+++ Records

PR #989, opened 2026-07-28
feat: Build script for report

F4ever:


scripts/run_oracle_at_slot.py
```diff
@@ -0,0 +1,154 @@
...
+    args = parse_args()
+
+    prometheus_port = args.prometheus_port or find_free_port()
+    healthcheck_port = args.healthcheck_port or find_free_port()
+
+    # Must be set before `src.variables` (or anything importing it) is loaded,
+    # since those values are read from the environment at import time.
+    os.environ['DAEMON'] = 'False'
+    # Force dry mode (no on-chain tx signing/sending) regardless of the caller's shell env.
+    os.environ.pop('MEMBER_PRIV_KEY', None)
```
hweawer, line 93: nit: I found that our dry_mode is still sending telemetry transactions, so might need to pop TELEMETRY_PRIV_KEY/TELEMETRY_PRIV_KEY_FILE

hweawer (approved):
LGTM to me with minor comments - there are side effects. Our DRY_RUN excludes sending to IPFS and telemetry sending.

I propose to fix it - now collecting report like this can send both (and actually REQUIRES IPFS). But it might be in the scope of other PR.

++++++

## [The problem]
Set aside each line above that includes the string "sending" and report it.

## [Answer to this task]
+    # Force dry mode (no on-chain tx signing/sending) regardless of the caller's shell env.
hweawer, line 93: nit: I found that our dry_mode is still sending telemetry transactions, so might need to pop TELEMETRY_PRIV_KEY/TELEMETRY_PRIV_KEY_FILE
LGTM to me with minor comments - there are side effects. Our DRY_RUN excludes sending to IPFS and telemetry sending.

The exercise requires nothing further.